Sheet music is dead, long live sheet music!


OpenScore.cc
 wants to bring static sheet music to life again. By creating new interactive editions, we can unlock endless possibilities. A true tipping point in music history! Think of it as the Google Maps of sheet music. Because, unlike music on paper or PDF, digital scores allow convenient playback, editing and sharing. Digital scores can also be parsed by software tools for research, analysis and machine learning purposes.  

'The OpenScore editions are of vital importance to anyone who would struggle to read ordinary music notation. This includes musicians who are blind, partially sighted, or have trouble reading music due to a specific learning difficulty such as dyslexia.'

Thomas Bonte, CEO MuseScore

The Goal

Liberating Mozart & Beethoven 


The goal of the project is ambitious: with the help of the online community, OpenScore aim to transfer history’s most influential pieces from paper into interactive scores which you can listen to, edit and share. The aim is to digitise and liberate the works of Mozart, Beethoven and other famous classical composers by making their scores freely available in MuseScore’s MSCZ format. 

This enables convenient sharing, adaptation and playback across a range of devices, including computers, phones and tablets. The scores will also be available in various other formats, including PDF, MIDI and MusicXML, as well as accessible formats like Braille and Modified Stave Notation for blind and partially sighted musicians. A true revolution!

What's more? The OpenScore editions will be released into the Public Domain using Creative Commons Zero, allowing unlimited copying, adapting and sharing. Check: the sky is the limit, without having to pay a penny.

The Challenge

Unlocking the power of communities


Digitizing public domain music is a huge undertaking. That’s why we will harness the power of the online community to produce crowdsourced transcriptions. OpenScore brings together the two largest sheet music communities to tackle this challenge: MuseScore and IMSLP. After transcription, all scores will be fully checked and reviewed to assure accuracy with the original pieces. Together, we can unlock old sheet music for free for everyone.

The Roadmap

By/for musicians


After setting up an actionable strategic roadmap, We Are Tribe and OpenScore created an animation movie, wrote newsletters and social media posts to address the online MuseScore community, built an OpenScore website, wrote a press kit and ran a Kickstarter campaign in June 2017 to raise the initial funding required. 

The Impact

Accessibility for everyone, forevermore.


The OpenScore Kickstarter campaign was successfully funded!
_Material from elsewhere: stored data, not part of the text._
PR #4900, opened 2024-10-01
Allow msg.userProperties to have number values

### LINKED ISSUE #4899: User properties in mqttOut not outputting
https://github.com/node-red/node-red/blob/c3da827222769b58d1eaab2192d299cb1bacc3ee/packages/node_modules/%40node-red/nodes/core/network/10-mqtt.js#L153

I don't know where in the code this needs fixing, but if you send a userProperty in that's not a string, it gets silently ignored.  The source code makes this clear but the help for the mqttOut node does not.

I would like to request this be improved.  My preference would be that, instead of silently dropping the property, you do a .toString() on it.  If you don't want to do that, then I would do two things:

1. Instead of silently failing, make it output an error somewhere so I know what's going on
2. Update the node's built in help documentation to make it clear that property values must be strings

I think I would prefer you convert the property to a string, but if that's not an option, silently failing would be my least-preferred choice.

hardillb:
fixes #4899

## Proposed changes

Casts numerical values for MQTT user properties to strings rather than just drop them.

## Checklist


Steve-Mcl:
Hmmmm "Casts numerical values for MQTT user properties to strings rather than just drop them."

We deliberately stuck with the oasis spec here - permitting only string:string key pairs.

https://docs.oasis-open.org/mqtt/mqtt/v5.0/os/mqtt-v5.0-os.html#_Toc3901116
> Followed by a UTF-8 String Pair. The User Property is allowed to appear multiple times to represent multiple name, value pairs.

Are we sure we want to go down this rabbit hole?  Are we not inviting folk to ask for for bools and buffers and objects to be flattened too?

hardillb:
@Steve-Mcl then we need to add validation to the field and log we are dropping them

hardillb:
@Steve-Mcl how about we just run EVERYTHING through `JSON.stringify()`?

hardillb:
yes, I mean each value

Steve-Mcl:
> @Steve-Mcl I see you've posted to NR Slack about this, but I still think we should fix it as described above

Yup. I was explaining the history behind the decision, not that we wont do anything about it (and included a link to this PR for those following along in slack)

packages/node_modules/@node-red/nodes/core/network/10-mqtt.js
```diff
@@ -158,9 +158,16 @@ module.exports = function(RED) {
...
                     count++;
                     _clone[key] = val;
+                } else {
+                    count++;
+                    try {
+                        _clone[key] = JSON.stringify(val)
+                    } catch  (err) {
+                        console.log('MQTT v5 Property value can not be converted to a String')
+                    }
                 }
```
knolleary, line 171:
```suggestion
                } else if (val !== undefined && val !== null) {
                    try {
                        _clone[key] = JSON.stringify(val)
                        count++;
                    } catch  (err) {
                        // Silently drop property
                    }
                }
```

I don't think we should pass through `null` or `undefined` if the intention here is to pass through numeric values by encoding them.

Also, moved the `count` so it only increments if the property successfully encodes.

Finally, removed the log as we shouldn't be using `console` in the node as it won't get picked up by the logger. But nor do we have a handle to the node to log against in this function. Given it already silently dropped non-string values, we can continue silently dropping things that don't encode.

hardillb: Fair

PR #4907, opened 2024-10-09
Add ability to use pfx or p12 file for TLS connection settings option

dceejay:

## Proposed changes

This PR adds the ability to use a pfx or p12 file instead of individual files to setup a TLS connection. 
Saves having to manually take apart a P12 file and extract all the individual pieces inside...
Default is to use individual files as before. 

## Checklist


hardillb:
This isn't working for me.

With both a `ca-chain.pem` and a p12 file with the same chain certs inside it fails to verify the remote server cert.

I've not tried client key/cert auth as couldn't connect above.

Can attach python test https server and localhost certs and client p12 if required.

hardillb:
Also getting the following error:

```
30 Nov 21:22:24 - [error] [tls-config:95859d9ca31c96ba] TypeError: Cannot read properties of undefined (reading 'length')
```

When saving config with just a ca pem file provided

dceejay:
Hi @hardillb - yes please to any test flows / files / certs.

hardillb:
OK, retested and things are working (bad p12 file on my end).

Only problem, if you configure a CA pem file, then switch to p12, it keeps breaks things because it never passes the p12 file to the parent node.

I think when you toggle between individual files p12 it needs to clear the other fields to be safe.

hardillb:
That's testing a better

test/resources/50-file-test-file.txt
```diff
@@ -0,0 +1,2 @@
+File message line 1
+File message line 2
```
hardillb, line 2: Is this file linked to this change?

hardillb (approved):
I'll say this is good, just the question about the extra test file.

test/resources/50-file-test-file.txt
dceejay: Err no - nothing to do with this node (hopefully). Will delete.

test/unit/@node-red/runtime/lib/nodes/.testUserHome/.config.runtime.json
```diff
@@ -0,0 +1,4 @@
+{
+    "instanceId": "bff8dba3f474d406",
+    "_credentialSecret": "c9ca84d93a4f6236426cc740b147b50f32b3dd9aab9f4191390a604197722a4d"
```
hardillb, line 3: Check this file as well as it's another new file that I'm node sure should be checked in

dceejay: again - no idea... something must have changed in the test framework to create those... deleted

dceejay:
@knolleary Ding - can we up this one for next release ?
(it's extra functionality not breaking change)

PR #4912, opened 2024-10-10
Improve the node name auto-generated with the first available number

GogoVega:

## Proposed changes

As discussed in the [forum](https://discourse.nodered.org/t/resetting-the-default-debug-node-name/92285), this PR improves the auto-generation of the node name to take the first available number.

So if existing numbers are 1,3 and 4. The new number is 2 instead of 5.

## Checklist


knolleary (approved):
An alternative approach that would skip some looping over the list is to stick the existing numbers into a `Set` (so you don't have to do the `.includes` call) and then use `.has` on the Set to check if something exists (so you don't have to have sorted the list).

At the size of lists we're dealing with, I doubt that would really save anything - so happy to use this as-is.

GogoVega:
I like the idea, thanks 😘

PR #4913, opened 2024-10-11
let multiplayer name be set in browser storage rather than fully anonymous

dceejay:

## Proposed changes

When using multiplayer option when not logged in you get assigned a random Anon-XYZ id - which then changes every time you refresh the browser connection. It would be nice to be able to set this to a fixed / useful value in someway so that you can make use of this multiplayer capability in situations where you may not have or need authenticated users. 

This PR lets the name be set by using a value stored in the browser localstorage area.
So far this PR does not provide a UI to set this value but it can easily be tested by using the developer javascript console and using the command ` localStorage.setItem("multiplayer-name", "Fred") ` etc

Even without a UI I think the plumbing for this is useful to explore the concept.

## Checklist

### DIFF
--- a/packages/node_modules/@node-red/editor-client/src/js/multiplayer.js
+++ b/packages/node_modules/@node-red/editor-client/src/js/multiplayer.js
@@ -164,7 +164,7 @@ RED.multiplayer = (function () {
                         $(this).show()
                     }
                 })
-                if (users.length < maxShown + 1) { 
+                if (users.length < maxShown + 1) {
                     userCountIcon.hide()
                 } else {
                     userCountSpan.text('+'+(users.length - maxShown))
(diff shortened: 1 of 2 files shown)


knolleary:
My concern is this allows an anonymous user to impersonate another user by allowing them to set their display name.

dceejay:
OK - Maybe need to add some flag to indicate the user isn't logged in.. 
maybe start with a ?    ?DCJ  etc ...

packages/node_modules/@node-red/editor-client/src/js/multiplayer.js
```diff
@@ -422,6 +422,9 @@ RED.multiplayer = (function () {
                 if (location.workspace !== 0) {
                     connectInfo.location = location
                 }
+                if (localStorage.getItem("multiplayer-name") !== undefined && localStorage.getItem("multiplayer-name").length >0) {
+                    connectInfo.name = localStorage.getItem("multiplayer-name");
```
dceejay, line 426: Maybe make this `connectInfo.name = '?"+localStorage.getItem("multiplayer-name");`

PR #4920, opened 2024-10-20
feat(forms): form input labels are always above the input field

AllanOricil:

## Proposed changes

Forms have limited horizontal space, making it challenging to fit both labels and inputs side by side. When labels exceed around 13 characters, they wrap onto the next line, creating a cluttered and unattractive layout.

To address this, labels and inputs should each occupy the full width of the available horizontal space. Labels will be positioned above the corresponding input fields, aligned to the left for better readability and consistency.

### BEFORE

image

image

image

### AFTER

image

image

image

> [!IMPORTANT]
> A lot of nodes are overriding form styles. There is nothing we can do for them, unfortunately. They shouldn't have done that anyway. The pictures I took above are all showing inputs that were added without custom styles. They all use "built in" classes or styles.

## Checklist

### DIFF
--- a/packages/node_modules/@node-red/editor-client/src/js/ui/editor.js
+++ b/packages/node_modules/@node-red/editor-client/src/js/ui/editor.js
@@ -370,7 +370,7 @@ RED.editor = (function() {
         if ((m = /(^|\s|;)width\s*:\s*([^;]+)/i.exec(attrStyle)) !== null) {
             newWidth = m[2].trim();
         } else {
-            newWidth = "70%";
+            newWidth = "100%";
         }
         const outerWrap = $("<div></div>").css({
             width: newWidth,
--- a/packages/node_modules/@node-red/editor-client/src/sass/editor.scss
+++ b/packages/node_modules/@node-red/editor-client/src/sass/editor.scss
@@ -215,14 +215,14 @@ button.red-ui-tray-resize-button {
     .form-row {
         clear: both;
         color: var(--red-ui-form-text-color);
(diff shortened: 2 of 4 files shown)


knolleary:
> A lot of nodes are overriding form styles. There is nothing we can do for them, unfortunately. They shouldn't have done that anyway.

And that is exactly why we won't make this change as it's proposed here.

We have never said they shouldn't do that and we care a lot about not breaking the community.

A better approach would be to introduce a better set of *new* CSS classes that can be used by nodes to opt in to a new layout, without breaking anything.

But that is jumping the gun as we've had no discussion over whether the form styling should change, or in what ways

AllanOricil:
> > A lot of nodes are overriding form styles. There is nothing we can do for them, unfortunately. They shouldn't have done that anyway.
> 
> And that is exactly why we won't make this change as it's proposed here.
> 
> We have never said they shouldn't do that and we care a lot about not breaking the community.
> 
> A better approach would be to introduce a better set of _new_ CSS classes that can be used by nodes to opt in to a new layout, without breaking anything.
> 
> But that is jumping the gun as we've had no discussion over whether the form styling should change, or in what ways

fuck nr then

knolleary:
@AllanOricil I'm not sure what triggered that response, but if you want to discuss the general concept of improving the styling of the edit form and find a constructive way forward, we'd be open to that.

GogoVega:
Personally, I prefer the label to stay on the left with the input centered vertically relative to the label.

PR #4925, opened 2024-10-24
Apply `envVarExcludes` setting to `util.getSetting` into the function node

### LINKED ISSUE #4923: process.env variables are accessible in function node despite excluding
### Current Behavior

I disabled the environment variable `FOO` using `envVarExcludes: ['FOO']` within `settings.js`.

In the function node:
1. this does not expose the variable (ok)
```js
msg.payload = env.get("FOO"); // undefined
```
2. this DOES expose the variable (nok)
```js
msg.payload = RED.util.getSetting(null, "FOO"); // bar
```

### Expected Behavior

```js
msg.payload = RED.util.getSetting(null, "FOO"); // undefined
```
The `RED.util.getSetting` (*@node-red\util\lib\util.js*) should not take environment directly from process.env but it should respect the `envVarExcludes` setting.

### Steps To Reproduce

1. In `settings.js` add `envVarExcludes: ['PATH']` property to exclude the env from node-red enviroment.
2. Make a flow with function node 
```
msg.payload = RED.util.getSetting(null, "PATH");
return msg;
```
3. Observe the output

### Example flow

```
[{"id":"437d7fcb472a20f9","type":"inject","z":"eeaed20f6ed20cad","name":"","props":[{"p":"payload"},{"p":"topic","vt":"str"}],"repeat":"","crontab":"","once":false,"onceDelay":0.1,"topic":"","payload":"","payloadType":"date","x":700,"y":920,"wires":[["5994a3487bce08b5"]]},{"id":"5994a3487bce08b5","type":"function","z":"eeaed20f6ed20cad","name":"function 7","func":"msg.payload = RED.util.getSetting(null, \"PATH\");\nreturn msg;","outputs":1,"timeout":0,"noerr":0,"initialize":"","finalize":"","libs":[],"x":860,"y":920,"wires":[["1d4e8e1e18a7c9db"]]},{"id":"1d4e8e1e18a7c9db","type":"debug","z":"eeaed20f6ed20cad","name":"debug 40","active":true,"tosidebar":true,"console":false,"tostatus":false,"complete":"false","statusVal":"","statusType":"auto","x":1020,"y":920,"wires":[]}]
```

### Environment

- Node-RED version: 4.0.5
- Node.js version: v20.18.0
- npm version: 10.8.2
- Platform/OS: debian
- Browser: any

GogoVega:

## Proposed changes

Resolves #4923.

Apply `envVarExcludes` setting to `RED.util.getSetting` into the function node.

## Checklist

### DIFF
--- a/packages/node_modules/@node-red/nodes/core/function/10-function.js
+++ b/packages/node_modules/@node-red/nodes/core/function/10-function.js
@@ -111,8 +111,6 @@ module.exports = function(RED) {
             throw new Error(RED._("function.error.externalModuleNotAllowed"));
         }
 
-
-
         var functionText = "var results = null;"+
             "results = (async function(msg,__send__,__done__){ "+
                 "var __msgid__ = msg._msgid;"+
@@ -160,13 +158,26 @@ module.exports = function(RED) {
         node.outstandingIntervals = [];
         node.clearStatus = false;
 
+        const envVarExcludes = {};
+        if (RED.settings.envVarExcludes && Array.isArray(RED.settings.envVarExcludes)) {
+            RED.settings.envVarExcludes.forEach((e) => envVarExcludes[e] = true);
+        }
+
         var sandbox = {
             console:console,
             util:util,
             Buffer:Buffer,
             Date: Date,
             RED: {
-                util: RED.util
+                util: {
+                    ...RED.util,
+                    getSetting: function (node, name, flow) {
+                        if (envVarExcludes[name]) {
+                            return undefined;
+                        }
+                        return RED.util.getSetting(node, name, flow);
+                    }
+                }
             },
             __node__: {
                 id: node.id,
--- a/packages/node_modules/@node-red/nodes/core/function/10-function.js
+++ b/packages/node_modules/@node-red/nodes/core/function/10-function.js
@@ -22,11 +22,6 @@ module.exports = function(RED) {
     var acorn = require("acorn");
     var acornWalk = require("acorn-walk");
 
-    const envVarExcludes = {};
-    if (RED.settings.envVarExcludes && Array.isArray(RED.settings.envVarExcludes)) {
-        RED.settings.envVarExcludes.forEach((e) => envVarExcludes[e] = true);
-    }
-
     function sendResults(node,send,_msgid,msgs,cloneFirstMessage) {
         if (msgs == null) {
             return;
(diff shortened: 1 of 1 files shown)


knolleary:
We should be fixing this at the level of `RED.util.getSetting` to ensure it gets applied consistently for all users of that function; we can't rely on individual nodes doing the extra work needed.

The fact RED.util doesn't have immediate access to RED.settings is a challenge. Need to think about what the easiest route to enabling that will be - keeping in mind the `RED.util` package can be used standalone outside of Node-RED.

GogoVega:
This would be ideal but I haven't seen a use for it in any core node other than `function`. Even if a contributing node uses it, the node can directly fetch the `process.env` variable so I'm not sure it really helps us.

knolleary:
In the original bug report, it shows that `env.get(...)` does the right thing. If you look at how that's implemented in the Function node, it just calls through to `RED.util.getSetting(node, name)`. The key thing, is `node` is passed as the first argument.

I think the fix we need here is to provide a custom `RED.util.getSetting` (like your PR does), which ensures the `nodes` property is set to the Function node itself - ie, ignore what the user passes in for the first arg.

The node then doesn't need to do any of its own checking against `envVarExcludes` as that will be handled by RED.util.getSetting - as longs as the first arg is the Function node.

packages/node_modules/@node-red/nodes/core/function/10-function.js
```diff
@@ -22,6 +22,11 @@ module.exports = function(RED) {
     var acorn = require("acorn");
     var acornWalk = require("acorn-walk");
 
+    const envVarExcludes = {};
+    if (RED.settings.envVarExcludes && Array.isArray(RED.settings.envVarExcludes)) {
+        RED.settings.envVarExcludes.forEach((e) => envVarExcludes[e] = true);
+    }
+
```
knolleary, line 29:
```suggestion
```

packages/node_modules/@node-red/nodes/core/function/10-function.js
```diff
@@ -166,7 +169,15 @@ module.exports = function(RED) {
...
             RED: {
-                util: RED.util
+                util: {
+                    ...RED.util,
+                    getSetting: function (node, name, flow) {
+                        if (envVarExcludes[name]) {
+                            return undefined;
+                        }
+                        return RED.util.getSetting(node, name, flow);
+                    }
```
knolleary, line 179:
```suggestion
                    getSetting: function (_node, name, _flow) {
                        // Ensure `node` argument is the Function node and do not allow flow to be overridden.
                        return RED.util.getSetting(node, name);
                    }
```

knolleary (changes requested):
As per last comment - this will ensure the envVarExcludes is properly evaluated and the Function node cannot try to access env vars on behalf of other nodes/flows.

packages/node_modules/@node-red/nodes/core/function/10-function.js
GogoVega: I should have done it like this from the start...

knolleary (approved):

Issue #4931, opened 2024-10-28
FR: Automatically check for module updates and install them with one click


GogoVega:
## Description

Automatically check for module updates, send a notification offering to install them in one click.

- Periodically check for module updates.
  - Configurable in settings?
  - Default `30min`?
- Allow `core:manage-palette` to automatically install updates
  - new `opts.autoUpdate` options
- The notification will have two buttons:
  - `Update all` - auto update modules
  - `Manage modules` - show palette with filter applied

Suggestion:

- Add a checkbox for each module in the notification

## Related Links

- https://discourse.nodered.org/t/visual-sign-of-available-update-for-installed-nodes/92707

GogoVega:
Is an icon like FF Assistant a good idea? (icon to the left of the deploy button)
This one https://fontawesome.com/v4/icon/cogs.

knolleary:
I would add a footer widget as a button to open the Palette Manager with a filter pre-applied to show just modules with an update available.

Well, first iteration is the button to open the Palette Manager. Adding a filter to show only those with updates available can be a second iteration.

<img width="380" alt="image" src="https://github.com/user-attachments/assets/5fc18928-370e-4067-9548-b29a36239218">

knolleary:
Here's as example of how to add status bar widgets:

https://github.com/node-red/nrlint/blob/d400e51cbeacbace9eff827a9e3fd57c88b13ffd/src/nrlint-core.html#L777-L786

GogoVega:
The icon would be more visible/attractive but why not.

What about the notification that allows to update automatically (after validation) and offers a choice?

The filter with the Palette is for me a semi-manual option - there should also be an automatic version that installs the selected updates in one go.

knolleary:
> What about the notification that allows to update automatically (after validation) and offers a choice?

Step 1: The button should open the palette manager.
Step 2: Have a filter to show only those with an update available
Step 3: Have an 'update all' button in the Palette Manager - *not* in a separate notification window

GogoVega:
Does clicking the 'update all' button trigger the notification I made in the other PR (see video)? Or the only notifications that will appear are those of the added type. This is to show the progress to the user.

I would add the option of choice (even if I don't know how yet) linked to the 'update all' button. Like out of 3 modules, I choose two, and I click on the 'update all' button which will have the label 'update 2/3'.

knolleary:
I assume you mean this PR? https://github.com/node-red/node-red/pull/4929

[...]

PR #4935, opened 2024-10-29
Add a new `update available` widget to statusBar

GogoVega:

## Proposed changes

Part of #4931.

Add a new `update available` widget to `statusBar`.

I also modified the `statusBar` to allow hiding/showing the widget.

## Checklist

### DIFF
--- a/packages/node_modules/@node-red/editor-client/src/js/ui/palette-editor.js
+++ b/packages/node_modules/@node-red/editor-client/src/js/ui/palette-editor.js
@@ -649,6 +649,7 @@ RED.palette.editor = (function() {
             if (!/^subflow:/.test(nodeType)) {
                 var ns = RED.nodes.registry.getNodeSetForType(nodeType);
                 refreshNodeModule(ns.module);
+                refreshUpdateStatus();
             }
         });
         RED.events.on('registry:node-type-removed', function(nodeType) {
@@ -724,6 +725,7 @@ RED.palette.editor = (function() {
                 _refreshNodeModule(module);
             }
 
+            refreshUpdateStatus();
             for (var i=0;i<filteredList.length;i++) {
                 if (filteredList[i].info.id === module) {
                     var installButton = filteredList[i].elements.installButton;
@@ -1331,6 +1333,7 @@ RED.palette.editor = (function() {
                                     if (e) {
                                         nodeList.editableList('removeItem', e);
                                         delete nodeEntries[entry.name];
+                                        refreshUpdateStatus();
                                     }
 
                                     // We assume that a plugin that implements onremove
@@ -1521,7 +1524,7 @@ RED.palette.editor = (function() {
         if (opts.count) {
             RED.statusBar.show("update");
             updateStatusWidget.empty();
-            $('<span><i class="fa fa-cogs"></i> ' + opts.count + '</span>').appendTo(updateStatusWidget);
+            $('<span><i class="fa fa-cube"></i> ' + opts.count + '</span>').appendTo(updateStatusWidget);
         } else {
             RED.statusBar.hide("update");
         }
--- a/packages/node_modules/@node-red/editor-client/src/js/ui/palette-editor.js
+++ b/packages/node_modules/@node-red/editor-client/src/js/ui/palette-editor.js
@@ -1501,6 +1501,10 @@ RED.palette.editor = (function() {
         for (const module of Object.keys(nodeEntries)) {
             if (loadedIndex.hasOwnProperty(module)) {
                 const moduleInfo = nodeEntries[module].info;
+                if (moduleInfo.pending_version) {
+                    // Module updated
+                    continue;
+                }
                 if (updateAllowed &&
                     semVerCompare(loadedIndex[module].version, moduleInfo.version) > 0 &&
                     RED.utils.checkModuleAllowed(module, null, updateAllowList, updateDenyList)
--- a/packages/node_modules/@node-red/editor-client/src/js/ui/palette-editor.js
+++ b/packages/node_modules/@node-red/editor-client/src/js/ui/palette-editor.js
@@ -461,6 +461,7 @@ RED.palette.editor = (function() {
                     loadedCatalogs.push({ index: index, url: url, name: v.name, updated_at: v.updated_at, modules_count: (v.modules || []).length })
                     handleCatalogResponse(null,{ url: url, name: v.name},index,v);
                     refreshNodeModuleList();
+                    refreshUpdateStatus();
                 }).fail(function(jqxhr, textStatus, error) {
                     console.warn("Error loading catalog",url,":",error);
                     handleCatalogResponse(jqxhr,url,index);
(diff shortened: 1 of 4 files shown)


GogoVega:
There are two things left to do here:
- add the interval to update the catalog (L631)
- refresh the status after each module update

packages/node_modules/@node-red/editor-client/src/sass/palette-editor.scss
```diff
@@ -305,3 +305,11 @@ button.red-ui-palette-editor-upload-button {
         margin-left: 10px;
     }
 }
+
+button.red-ui-update-status {
+    width: auto;
+    padding: 0 3px;
+    span {
+        color: var(--red-ui-text-color-warning);
+    }
```
knolleary, line 314:
```suggestion
```

Propose not using colour for this - I don't think we use colour elsewhere in the core for this sort of thing.

packages/node_modules/@node-red/editor-client/src/js/ui/palette-editor.js
```diff
@@ -1462,6 +1470,63 @@ RED.palette.editor = (function() {
...
+        }
+
+        updateStatus({ count: updateAvailable.length });
+    }
+
+    function updateStatus(opts) {
+        if (opts.count) {
+            RED.statusBar.show("update");
+            updateStatusWidget.empty();
+            $('<span><i class="fa fa-cogs"></i> ' + opts.count + '</span>').appendTo(updateStatusWidget);
```
knolleary, line 1524:
```suggestion
            $('<span><i class="fa fa-cube"></i> ' + opts.count + '</span>').appendTo(updateStatusWidget);
```

We use `fa-cube` as the icon for packages. Suggest using the same here as it relates to the packages.

packages/node_modules/@node-red/editor-client/src/js/ui/palette-editor.js
```diff
@@ -1462,6 +1470,63 @@ RED.palette.editor = (function() {
...
+                if (updateAllowed &&
+                    semVerCompare(loadedIndex[module].version, moduleInfo.version) > 0 &&
+                    RED.utils.checkModuleAllowed(module, null, updateAllowList, updateDenyList)
+                ) {
+                    updateAvailable.push(module);
+                }
+            }
+        }
+
+        updateStatus({ count: updateAvailable.length });
```
knolleary, line 1517: Have not debugged yet, but I'm only seeing a count of `1` in the widget, but when I open the palette manager, there are over 10 marked as having updates available.

knolleary (commented):
Some requested changes, and an incorrect count that I'm debugging - will update when I figure it out.

packages/node_modules/@node-red/editor-client/src/sass/palette-editor.scss
GogoVega: I don't know if without color the widget will be visible to users. What worries me is that they won't notice it.

`nrlint` use this color but not the core.

packages/node_modules/@node-red/editor-client/src/js/ui/palette-editor.js
GogoVega: Ok for me, we can use this icon for the update of NR itself

packages/node_modules/@node-red/editor-client/src/sass/palette-editor.scss
knolleary: We don't need to draw lots of attention - just having the widget there if there are updates available is a step forward from what we have today.

packages/node_modules/@node-red/editor-client/src/js/ui/palette-editor.js
GogoVega: Can you try to add a node to the workspace and see if the count has changed.

GogoVega: In the `init` I did not put `refreshUpdateStatus()` to all the events, maybe that's it.

GogoVega: Can you check if adding `refreshUpdateStatus()` to `'registry:node-type-added'` fixes the issue.

knolleary: Looks good. My only other comment I was about to add before you pushed the commit was the call to `refreshUpdateStatus()` should be moved into the `finally` block - line 473. If you have multiple catalogues to load (as I do locally for example), no point refreshing the widget until all catalogues have been loaded.

packages/node_modules/@node-red/editor-client/src/js/ui/palette-editor.js
```diff
@@ -1462,6 +1473,63 @@ RED.palette.editor = (function() {
...
     }
 
+    const updateStatusWidget = $('<button type="button" class="red-ui-footer-button red-ui-update-status"></button>');
+    let updateAvailable = [];
+
+    function addUpdateInfoToStatusBar() {
+        updateStatusWidget.on("click", function (evt) {
+            RED.actions.invoke("core:manage-palette", {
+                view: "nodes",
+                filter: '"' + updateAvailable.join('", "') + '"'
```
knolleary, line 1483: I appreciate we now have lots of PRs open in this area and there are overlapping things. For example, the ability to pass in this filter is dependent on the PR to manage import/export of module lists.

We also have the 'update all' PR - which I haven't looked at yet.

I suspect my feedback on that will include a way to one-click filter the view to only show modules that need updating - and once we have that, then this line can be updated to set a flag to filter by 'has:update' or something like that, rather than pass in a list of module names.

So, not asking for any changes from you here - just making an observation this bit may change as we work through the other PRs.

packages/node_modules/@node-red/editor-client/src/js/ui/palette-editor.js
```diff
@@ -625,12 +627,18 @@ RED.palette.editor = (function() {
             }
         })
 
+        // Add the update status to the status bar
+        addUpdateInfoToStatusBar();
+        // Load the catalogue and check for updates
+        getSettingsPane();
```
knolleary, line 633: Just spotted this - I assume this is done to trigger a load of the catalogues? This means the editor is now doing lots of additional work to generate the settings pane even though the user hasn't opened the dialog. We should only generate the settings pane if they are opening the Palette Manager.

We need to separate out loading the catalogues from generating the UI.

GogoVega: > I assume this is done to trigger a load of the catalogues?

Yes

> We need to separate out loading the catalogues from generating the UI.

Ok, I will do that.

knolleary:
As discussed on slack, I'll take care of pulling apart the catalogue refresh from the ui refresh.

knolleary:
This PR is being replaced by #4948 - contains all the same work, plus the additional refactoring on how catalogues are loaded.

Thanks to the generous support of over 1000 backers, we managed to raise over €51000, allowing OpenScore to start developing the tools and infrastructure necessary to liberate all public domain sheet music.

The backers selected the first 100 works to be liberated and the first creative applications look promising! But there are many more to come! You can still help by transcribing these pieces into notation software while OpenScore develop the crowdsourcing platform. Together, we can make sheet music accessible to everyone. For free, for any purpose, for evermore!

And stylish too! Each OpenScore Edition received a unique cover image designed by digital artist Nicholas Rougeux. The cover image is a visual representation of the music in the score.